* INFORMATION PROVIDED
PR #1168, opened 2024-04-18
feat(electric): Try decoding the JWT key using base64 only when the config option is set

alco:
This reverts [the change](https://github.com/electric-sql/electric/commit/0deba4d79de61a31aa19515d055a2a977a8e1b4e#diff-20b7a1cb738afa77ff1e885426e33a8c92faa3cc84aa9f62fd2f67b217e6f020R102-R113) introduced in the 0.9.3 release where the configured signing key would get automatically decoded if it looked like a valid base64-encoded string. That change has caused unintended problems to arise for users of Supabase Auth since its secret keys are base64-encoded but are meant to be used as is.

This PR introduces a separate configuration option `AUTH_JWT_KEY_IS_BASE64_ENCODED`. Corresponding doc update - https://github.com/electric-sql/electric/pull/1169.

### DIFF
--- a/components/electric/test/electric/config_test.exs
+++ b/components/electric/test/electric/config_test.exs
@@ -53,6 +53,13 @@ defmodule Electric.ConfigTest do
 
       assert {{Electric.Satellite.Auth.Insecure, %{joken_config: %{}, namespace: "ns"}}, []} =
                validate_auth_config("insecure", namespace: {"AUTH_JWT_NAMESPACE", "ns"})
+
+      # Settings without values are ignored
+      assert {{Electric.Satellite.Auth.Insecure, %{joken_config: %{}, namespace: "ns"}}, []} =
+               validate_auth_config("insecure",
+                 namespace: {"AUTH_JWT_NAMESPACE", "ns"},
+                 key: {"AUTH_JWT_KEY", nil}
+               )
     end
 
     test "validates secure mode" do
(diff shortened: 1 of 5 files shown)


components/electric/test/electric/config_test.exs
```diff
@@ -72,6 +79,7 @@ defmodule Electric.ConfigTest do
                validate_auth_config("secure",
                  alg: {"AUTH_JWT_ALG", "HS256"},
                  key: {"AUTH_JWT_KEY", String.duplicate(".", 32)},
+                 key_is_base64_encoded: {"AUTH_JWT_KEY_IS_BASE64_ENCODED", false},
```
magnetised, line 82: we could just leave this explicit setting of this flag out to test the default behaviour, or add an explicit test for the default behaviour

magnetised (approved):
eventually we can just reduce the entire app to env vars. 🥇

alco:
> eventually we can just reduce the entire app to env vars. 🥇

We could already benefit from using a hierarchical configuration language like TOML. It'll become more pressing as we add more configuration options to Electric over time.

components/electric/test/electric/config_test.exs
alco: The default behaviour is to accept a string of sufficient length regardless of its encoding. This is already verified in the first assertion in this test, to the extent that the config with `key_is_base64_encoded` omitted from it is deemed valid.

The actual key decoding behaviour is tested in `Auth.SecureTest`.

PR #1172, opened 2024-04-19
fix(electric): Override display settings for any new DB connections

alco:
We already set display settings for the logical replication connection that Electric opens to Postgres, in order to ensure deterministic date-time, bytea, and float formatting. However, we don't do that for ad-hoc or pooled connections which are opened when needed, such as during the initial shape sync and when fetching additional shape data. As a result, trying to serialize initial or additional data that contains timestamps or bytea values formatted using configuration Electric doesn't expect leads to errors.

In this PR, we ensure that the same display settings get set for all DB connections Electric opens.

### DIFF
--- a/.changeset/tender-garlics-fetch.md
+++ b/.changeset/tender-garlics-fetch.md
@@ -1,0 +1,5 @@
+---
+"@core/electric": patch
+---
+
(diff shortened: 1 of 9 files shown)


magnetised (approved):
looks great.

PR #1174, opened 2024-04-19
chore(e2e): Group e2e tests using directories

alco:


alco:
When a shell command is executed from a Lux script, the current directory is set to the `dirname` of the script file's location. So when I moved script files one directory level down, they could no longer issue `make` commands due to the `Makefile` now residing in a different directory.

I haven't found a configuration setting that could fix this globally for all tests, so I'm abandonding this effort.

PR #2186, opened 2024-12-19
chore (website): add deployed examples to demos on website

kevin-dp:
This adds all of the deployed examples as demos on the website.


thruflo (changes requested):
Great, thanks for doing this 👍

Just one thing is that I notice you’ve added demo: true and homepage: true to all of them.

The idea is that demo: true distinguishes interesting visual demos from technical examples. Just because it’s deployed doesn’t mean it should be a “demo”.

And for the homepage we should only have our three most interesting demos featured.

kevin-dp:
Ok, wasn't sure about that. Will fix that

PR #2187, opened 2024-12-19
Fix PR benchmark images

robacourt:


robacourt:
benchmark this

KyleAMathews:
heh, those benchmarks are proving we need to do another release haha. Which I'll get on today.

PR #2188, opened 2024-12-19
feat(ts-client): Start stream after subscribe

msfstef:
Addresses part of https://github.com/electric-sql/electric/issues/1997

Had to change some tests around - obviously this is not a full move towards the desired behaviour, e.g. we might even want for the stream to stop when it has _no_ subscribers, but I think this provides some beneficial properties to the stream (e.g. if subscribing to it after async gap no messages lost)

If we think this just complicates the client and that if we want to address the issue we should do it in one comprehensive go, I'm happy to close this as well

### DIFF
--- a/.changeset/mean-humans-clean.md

* WHAT THE TASK ASKS
In the records above, some lines may contain the word "interesting"; copy every one of them.

* OUTPUT FOR THIS EXERCISE
The idea is that demo: true distinguishes interesting visual demos from technical examples. Just because it’s deployed doesn’t mean it should be a “demo”.
And for the homepage we should only have our three most interesting demos featured.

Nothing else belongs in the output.